The therapist’s waiting room smelled like disinfected brains. Shelby Grace sat alone, spread out over two chairs. Lawrence was waiting in the car. A door opened and a little man with glasses and a nice gray sweater came out. “Shelby Grace?”
“Yes.”
He extended his hand. “Hi. I’m Dr. Paradise. Come on in.”
Shelby Grace went into his office and sat down on a comfortable rich man’s couch.
“So, tell me about Shelby Grace,” Dr. Paradise began. “Why are you here?”
“There’s not much to tell?”
Dr. Paradise glances at her body. “Well, you are obviously here for a reason. Why don’t you tell me why you think you eat so much?”
Shelby Grace shrugged. She looked all around his impeccable office, and then back to him, the small man in the chair. She thought it was all very weird. She was uncomfortable. “I think I eat so much because I’m trying to fill a void in my life.”
“Okay. Describe this void you’re talking about.”
“I’m not married, obviously. Why would anyone want to marry me? I don’t have a boyfriend.”
“Do you have any close friends or family in your life?”
“My family all live in Alabama. We don’t see each other much. But there’s my good friend Jennifer. We work together at the hospital. We’re always cutting up and laughing. She’s so much fun.”
Dr. Paradise smiles and nods his head. “Okay. So, you’re working. You have a good friend at work. Those are two very positive things in your life. And those are the things I really want you to focus on. Look away from the food, and look at the good things in your life… What else.”

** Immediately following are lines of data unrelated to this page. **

PR #4640, opened 2025-11-25
feat: Implement `java-jar-mapper` tool

jake-kramer:
This tool is used to modify a `.pyroscope.yaml` file with source code mappings for 3rd party libraries from a given jar.

It uses heuristics and 3rd party APIs to try to resolve discovered 3rd party library functions in to git repos.

There is also a hard coded mapping in `jar-mappings.json` for any popular 3rd party libraries that the tool's heuristics are unable to resolve.

### DIFF
--- a/tools/source-code-mapping-generators/java-jar-mapper/jar.go
+++ b/tools/source-code-mapping-generators/java-jar-mapper/jar.go
@@ -619,7 +619,7 @@ func (e *JARExtractor) extractSpringBootJARs(files []*zip.File) ([]string, strin
 	if len(jarFiles) == 0 {
 		// This shouldn't happen if isSpringBootFatJAR returned true,
 		// but handle it gracefully
-		return nil, "", nil, fmt.Errorf("Spring Boot fat JAR contains no nested JARs in BOOT-INF/lib/")
+		return nil, "", nil, fmt.Errorf("spring boot fat JAR contains no nested JARs in BOOT-INF/lib/")
 	}
 
 	sort.Strings(jarFiles)
--- a/tools/source-code-mapping-generators/java-jar-mapper/services.go
+++ b/tools/source-code-mapping-generators/java-jar-mapper/services.go
@@ -173,7 +173,8 @@ func (s *GitHubTagService) FindTagForVersion(owner, repo, version string) (strin
 		resp, err := makeRequest(refURL)
 		if err == nil {
 			defer resp.Body.Close()
-			if resp.StatusCode == http.StatusOK {
+			switch resp.StatusCode {
+			case http.StatusOK:
 				var refData struct {
 					Ref string `json:"ref"`
 				}
@@ -182,7 +183,7 @@ func (s *GitHubTagService) FindTagForVersion(owner, repo, version string) (strin
 						return strings.TrimPrefix(refData.Ref, "refs/tags/"), nil
 					}
 				}
-			} else if resp.StatusCode == http.StatusForbidden {
+			case http.StatusForbidden:
 				return "", fmt.Errorf("GitHub API rate limited. Set GITHUB_TOKEN environment variable")
 			}
 		}


tools/source-code-mapping-generators/java-jar-mapper/jar.go
```diff
@@ -0,0 +1,667 @@
...
+	"io"
+	"os"
+	"os/exec"
+	"path/filepath"
+	"regexp"
+	"sort"
+	"strings"
+)
+
+type CommandRunner interface {
```
korniltsev-grafanista, line 15: what is the purpose of this interface?

tools/source-code-mapping-generators/java-jar-mapper/services.go
```diff
@@ -0,0 +1,270 @@
...
+	"fmt"
+	"io"
+	"net/http"
+	"net/url"
+	"os"
+	"strings"
+	"time"
+)
+
+type HTTPClient interface {
```
korniltsev-grafanista, line 14: what is the purpose of this interface? Can't we use http.Client?

tools/source-code-mapping-generators/java-jar-mapper/services.go
```diff
@@ -0,0 +1,270 @@
...
+		},
+	}
+}
+
+func (c *DefaultHTTPClient) Get(url string) (*http.Response, error) {
+	return c.client.Get(url)
+}
+
+// MavenService handles downloading JAR files from Maven Central.
+type MavenService struct {
```
korniltsev-grafanista, line 35: MavenService is not used?

tools/source-code-mapping-generators/java-jar-mapper/jdk.go
```diff
@@ -0,0 +1,194 @@
...
+	"fmt"
+	"io"
+	"strings"
+
+	"github.com/grafana/pyroscope/pkg/frontend/vcs/config"
+)
+
+// extractJDKVersionFromJAR extracts the JDK version from a JAR file by analyzing
+// the class file major version numbers. Returns the major version (e.g., "8", "11", "17").
+func extractJDKVersionFromJAR(jarPath string) (string, error) {
```
korniltsev-grafanista, line 15: The class version in the class file header is not the version of the JDK used to run the program. I am not 100% sure but it's likely the `javac -target <TARGET>` used at compile time. Furthermore libraries are often compiled with low target to allow running on many JDKs, a lot of them target 8 or 11 JDKs. Running this logic against different libraries would produce different results. It should only run against non libraries classes, but even then it's not reliable as app devs can still compile to a different target (they have less reasons than the lib devs, but still)

tools/source-code-mapping-generators/java-jar-mapper/jar-mappings.json
```diff
@@ -0,0 +1,124 @@
+{
```
korniltsev-grafanista, line 1: why is  the main config yaml, and this config is json?

tools/source-code-mapping-generators/java-jar-mapper/jar-mappings.json
```diff
@@ -0,0 +1,124 @@
...
+  "mappings": [
+    {
+      "jar": "tomcat-embed-core",
```
korniltsev-grafanista, line 4: If this field is compared against artifact id, then maybe rename the field to `artifact_id`

tools/source-code-mapping-generators/java-jar-mapper/jar-mappings.json
```diff
@@ -0,0 +1,124 @@
...
+      "path": "spring-boot-project/spring-boot/src/main/java"
+    },
+    {
+      "jar": "spring-boot-autoconfigure",
+      "owner": "spring-projects",
+      "repo": "spring-boot",
+      "path": "spring-boot-project/spring-boot-autoconfigure/src/main/java"
+    },
+    {
+      "jar": "agent",
```
korniltsev-grafanista, line 118: does this mean any artifact with the name `agent` will resolve to `pyroscope-java` ? this does not seem right

tools/source-code-mapping-generators/java-jar-mapper/main.go
```diff
@@ -0,0 +1,86 @@
...
+	"flag"
+	"fmt"
+	"os"
+
+	"github.com/grafana/pyroscope/pkg/frontend/vcs/config"
+)
+
+func main() {
+	var (
+		jarPath    = flag.String("jar", "", "Path to the Java JAR file to analyze")
```
korniltsev-grafanista, line 13: Am I expected to call this tool on every dependency manually? This is not very convenient. We should at least allow passing multiple jars or a directory(ies?) of jars.

tools/source-code-mapping-generators/java-jar-mapper/jar.go
```diff
@@ -0,0 +1,667 @@
...
+	}
+	defer mainJAR.Close()
+
+	// Check if this is a Spring Boot fat JAR
+	if isSpringBootFatJAR(mainJAR.File) {
+		return e.extractSpringBootJARs(mainJAR.File)
+	}
+
+	// Check for Bazel runfiles directory (e.g., ProjectRunner.runfiles for ProjectRunner.jar)
+	bazelJARs := e.findBazelRunfileJARs(jarPath)
```
korniltsev-grafanista, line 518: does the customer we build this for have these files and does it work for them?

“I have a nice little apartment where I live with my dog Testicles.”
“Wait a minute,” Dr. Paradise says, holding up a small hand. He smiles out loud. “You have a dog named Testicles?”
“Yes.”
“Okay, well. Obviously you are able to support yourself and maintain a home and care for a pet. Those are three more positive things. But the name of the dog.” He laughs. “You should probably change that.”
“I don’t want to.”
“Fair enough.”
“Are we almost done?”
“Sure. But my homework for you is to keep a running list of all the good things about your life. I want you to hang it up somewhere and every time you are down and want to reach for some junk food, look at the list. Tell yourself you are worth it, tell yourself you are better than having a rear end the size of a dumpster.”
Shelby Grace stood up as he did, and they shook hands. His hand felt so tiny in hers. It gave her the timber shivers. “It was good meeting you, Shelby Grace.”
“You too, Dr. Paradise. Thank you for the five-minute therapy session that will end up costing me 400 dollars.”